What is being asked
The answer should contain every entry below, copied exactly.

Material for this exercise

PR #188, opened 2018-06-21
Mirror parameters

TrabacchinLuigi:
Added some convenient parameters to run mirror in different folders

### DIFF
--- a/sample/DokanNetMirror/Mirror.cs
+++ b/sample/DokanNetMirror/Mirror.cs
@@ -202,6 +202,12 @@ namespace DokanNetMirror
                 }
                 catch (UnauthorizedAccessException) // don't have access rights
                 {
+                    if (info.Context is FileStream fileStream)
+                    {
+                        // returning AccessDenied cleanup and close won't be called
+                        fileStream.Dispose();
+                        info.Context = null;
+                    }
                     return Trace(nameof(CreateFile), fileName, info, access, share, mode, options, attributes,
                         DokanResult.AccessDenied);
                 }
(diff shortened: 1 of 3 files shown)


Liryna:
Hi @TrabacchinLuigi ,

Thank you for your contribution as always !
This mirror options are well welcomed ! Could you just change the typo imput to input ?

Also it seems like the test CI does not pass 😢 
https://ci.appveyor.com/project/Liryna/dokan-dotnet/build/1.1.0-396/job/wkiewemxkjerrfs4#L293

TrabacchinLuigi:
Hey!
Uhm i didn't even mean to try  to push that commit, wanted to push only the parameters because seemed comfy…
Btw that fixed some files being hanged open in our implementation, maybe setting it to an object instead of null is more the way to go in this implementation, let me see

TrabacchinLuigi:
Ohhh ok i got it... since it was hardcoded that it was mounting C:\ in N:\ the test are not running because it's expecting it to be like that, we need to pass the new parameters for it to work, where can i edit that ?

Liryna:
Humm probably should set the previous value as default if nothing is given in parameters. 
Otherwise `info.Context = null` would be the correct way here. object is only used to flag that it is a folder.

TrabacchinLuigi:
> Humm probably should set the previous value as default if nothing is given in parameters
Gonna lose all the nice interactivity where if no parameters are given user is asked, also someone could want to run tests in different locations, so making the parameters explicit would be easier to understand for them how to change them
> Otherwise info.Context = null would be the correct way here. object is only used to flag that it is a folder.
strange the commit where i give an object is passing AppVeyor again ...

Completed task
PR #188, opened 2018-06-21
Mirror parameters

TrabacchinLuigi:
Added some convenient parameters to run mirror in different folders

### DIFF
--- a/sample/DokanNetMirror/Mirror.cs
+++ b/sample/DokanNetMirror/Mirror.cs
@@ -202,6 +202,12 @@ namespace DokanNetMirror
                 }
                 catch (UnauthorizedAccessException) // don't have access rights
                 {
+                    if (info.Context is FileStream fileStream)
+                    {
+                        // returning AccessDenied cleanup and close won't be called
+                        fileStream.Dispose();
+                        info.Context = null;
+                    }
                     return Trace(nameof(CreateFile), fileName, info, access, share, mode, options, attributes,
                         DokanResult.AccessDenied);
                 }
(diff shortened: 1 of 3 files shown)


Liryna:
Hi @TrabacchinLuigi ,

Thank you for your contribution as always !
This mirror options are well welcomed ! Could you just change the typo imput to input ?

Also it seems like the test CI does not pass 😢 
https://ci.appveyor.com/project/Liryna/dokan-dotnet/build/1.1.0-396/job/wkiewemxkjerrfs4#L293

TrabacchinLuigi:
Hey!
Uhm i didn't even mean to try  to push that commit, wanted to push only the parameters because seemed comfy…
Btw that fixed some files being hanged open in our implementation, maybe setting it to an object instead of null is more the way to go in this implementation, let me see

TrabacchinLuigi:
Ohhh ok i got it... since it was hardcoded that it was mounting C:\ in N:\ the test are not running because it's expecting it to be like that, we need to pass the new parameters for it to work, where can i edit that ?

Liryna:
Humm probably should set the previous value as default if nothing is given in parameters. 
Otherwise `info.Context = null` would be the correct way here. object is only used to flag that it is a folder.

TrabacchinLuigi:
> Humm probably should set the previous value as default if nothing is given in parameters
Gonna lose all the nice interactivity where if no parameters are given user is asked, also someone could want to run tests in different locations, so making the parameters explicit would be easier to understand for them how to change them
> Otherwise info.Context = null would be the correct way here. object is only used to flag that it is a folder.
strange the commit where i give an object is passing AppVeyor again ...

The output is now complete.